Actually, there is a terminology problem here. While all textbooks use the same definitions for "symmetric", "non-symmetric" and "anti-symmetric", the term "asymmetric" is ambiguous.
A relation is "symmetric", of course, if, whenever it has aRb, it also has bRa. An example would be on the relation on the set of people by "aRb if and only if a is a sibling of b". ("sibling"- brother or sister). If aRb then "a is a sibling of b" so it follows that "b is a sibling of a" so bRa.
A relation is non-symmetric if aRb does NOT imply bRa. Given aRb, bRa might be true but not necessarily. An example of a non symmetric relation is the relation on the set of people defined by "aRb if and only if a is b's brother". If aRb then "a is b's brother" and it might be the case that b is also male so "b is a's brother" and so bRa. But it might be the case that b is female and so is a's sister, not his brother. We would NOT have "bRa" in that case.
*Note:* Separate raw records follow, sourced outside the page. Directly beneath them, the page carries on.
Issue #321, opened 2021-11-02
Game ends up as a tie on start


mzegar:
## Prerequisites

- [X] I have searched [existing bug reports](https://github.com/TTTReborn/ttt-reborn/issues?q=label%3Aissue%2Fbug-report) and confirmed my issue is not already reported.

## Summary

https://streamable.com/vnoqyo

No repro information

PR #325, opened 2021-11-03
Fix: Refactor round logic, fix round starting bug, fix quickshop exception

mzegar:
- Going to run this through some testing
- I managed to repro a similar bug to #321 so this might fix it, if not, it fixes a different bug
- Fixes an exception in quickshop


code/rounds/InProgressRound.cs
```diff
@@ -60,9 +59,9 @@ protected override void OnStart()
             {
                 foreach (Client client in Client.All)
                 {
-                    if (client.Pawn is not TTTPlayer player)
+                    if (client is not TTTPlayer player)
                     {
-                        continue;
+                        return;
                     }
```
Alf21, line 65: This is always true

code/rounds/InProgressRound.cs
```diff
@@ -60,9 +59,9 @@ protected override void OnStart()
             {
                 foreach (Client client in Client.All)
                 {
-                    if (client.Pawn is not TTTPlayer player)
+                    if (client is not TTTPlayer player)
                     {
-                        continue;
+                        return;
```
Alf21, line 64: sure you wanna return?

code/rounds/InProgressRound.cs
```diff
@@ -175,11 +161,11 @@ private TTTTeam IsRoundOver()
         private void AssignRoles()
         {
             // TODO: There should be a neater way to handle this logic.
-            int traitorCount = (int) Math.Max(Players.Count * 0.25f, 1f);
+            int traitorCount = (int) Math.Max(_startingRoundPlayers.Count * 0.25f, 1f);
 
             for (int i = 0; i < traitorCount; i++)
             {
-                List<TTTPlayer> unassignedPlayers = Players.Where(p => p.Role is NoneRole).ToList();
+                List<TTTPlayer> unassignedPlayers = _startingRoundPlayers.Where(p => p.Role is NoneRole).ToList();
```
Alf21, line 168: make sure, these players still exists (could have disconnected meanwhile)

mzegar: Let me know if what I have now is fine.

code/rounds/InProgressRound.cs
```diff
@@ -201,6 +187,8 @@ private void AssignRoles()
                     player.SendClientRole();
                 }
             }
+
+            _areRolesAssigned = true;
```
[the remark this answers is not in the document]
mzegar: Yeah, so the death of a player can trigger this event, I think that's why #321 occured.

code/ui/alivehud/damageindicator/DamageIndicator.cs
```diff
@@ -22,10 +22,9 @@ public DamageIndicator() : base()
             Instance = this;
 
             StyleSheet.Load("/ui/alivehud/damageindicator/DamageIndicator.scss");
-
             Style.SetBackgroundImage(Texture.Load("/ui/damageindicator/default.png"));
-
             Style.ZIndex = -1;
+            Style.Dirty();
```
mzegar, line 27: I think a s&box bug to log here, I'm getting different behavior with this here.

code/rounds/InProgressRound.cs
```diff
@@ -75,11 +75,7 @@ protected override void OnStart()
                         player.SetHealth(player.MaxHealth);
                     }
 
-                    if (!player.IsForcedSpectator)
-                    {
-                        SetLoadout(player);
-                        _startingRoundPlayers.Add(player);
-                    }
+                    SetLoadout(player);
```
Alf21, line 78: I'd still give the loadout on spawn regarding death and the possibility searching other weapons which making it more obvious and leading to more weapons in game

code/rounds/InProgressRound.cs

A relation is anti-symmetric if aRb implies that bRa is NOT true. That is, given aRb, we know that bRa is NOT true. An example of this might be the relation defined on set of people by "aRb if and only if a is male and b is a's sister". Now, if aRb, we know that b is female and so we cannot have bRa.
Notice that in "symmetric" if aRb then we must have bRa. In "anti-symmetric" if we have aRb then we cannot have bRa. In "non-symmetric" we are only saying "not symmetric". If aRb, we do not know if we have aRb or not.
Now the ambiguous part: many text books, I think most, use "asymmetric" to mean "not-symmetric" but a few use it to mean "anti-symmetric".
If this is for a class, I recommend you consult your text or teacher to see exactly how "asymmetric" is being used.